**** Source information

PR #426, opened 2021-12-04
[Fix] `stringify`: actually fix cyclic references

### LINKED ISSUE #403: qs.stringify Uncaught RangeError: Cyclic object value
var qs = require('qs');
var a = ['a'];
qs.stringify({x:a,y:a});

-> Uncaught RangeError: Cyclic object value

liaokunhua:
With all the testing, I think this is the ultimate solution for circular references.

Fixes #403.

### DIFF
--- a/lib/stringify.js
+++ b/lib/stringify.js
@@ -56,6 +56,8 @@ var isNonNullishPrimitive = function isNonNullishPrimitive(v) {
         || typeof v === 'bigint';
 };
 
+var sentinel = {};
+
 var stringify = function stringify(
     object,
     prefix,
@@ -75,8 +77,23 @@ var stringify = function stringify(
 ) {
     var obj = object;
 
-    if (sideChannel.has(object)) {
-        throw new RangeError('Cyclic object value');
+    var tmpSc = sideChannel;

********

** Task **
All of the records above are to be copied exactly.

** Solved exercise **
PR #426, opened 2021-12-04
[Fix] `stringify`: actually fix cyclic references

### LINKED ISSUE #403: qs.stringify Uncaught RangeError: Cyclic object value
var qs = require('qs');
var a = ['a'];
qs.stringify({x:a,y:a});

-> Uncaught RangeError: Cyclic object value

liaokunhua:
With all the testing, I think this is the ultimate solution for circular references.

Fixes #403.

### DIFF
--- a/lib/stringify.js
+++ b/lib/stringify.js
@@ -56,6 +56,8 @@ var isNonNullishPrimitive = function isNonNullishPrimitive(v) {
         || typeof v === 'bigint';
 };
 
+var sentinel = {};
+
 var stringify = function stringify(
     object,
     prefix,
@@ -75,8 +77,23 @@ var stringify = function stringify(
 ) {
     var obj = object;
 
-    if (sideChannel.has(object)) {
-        throw new RangeError('Cyclic object value');
+    var tmpSc = sideChannel;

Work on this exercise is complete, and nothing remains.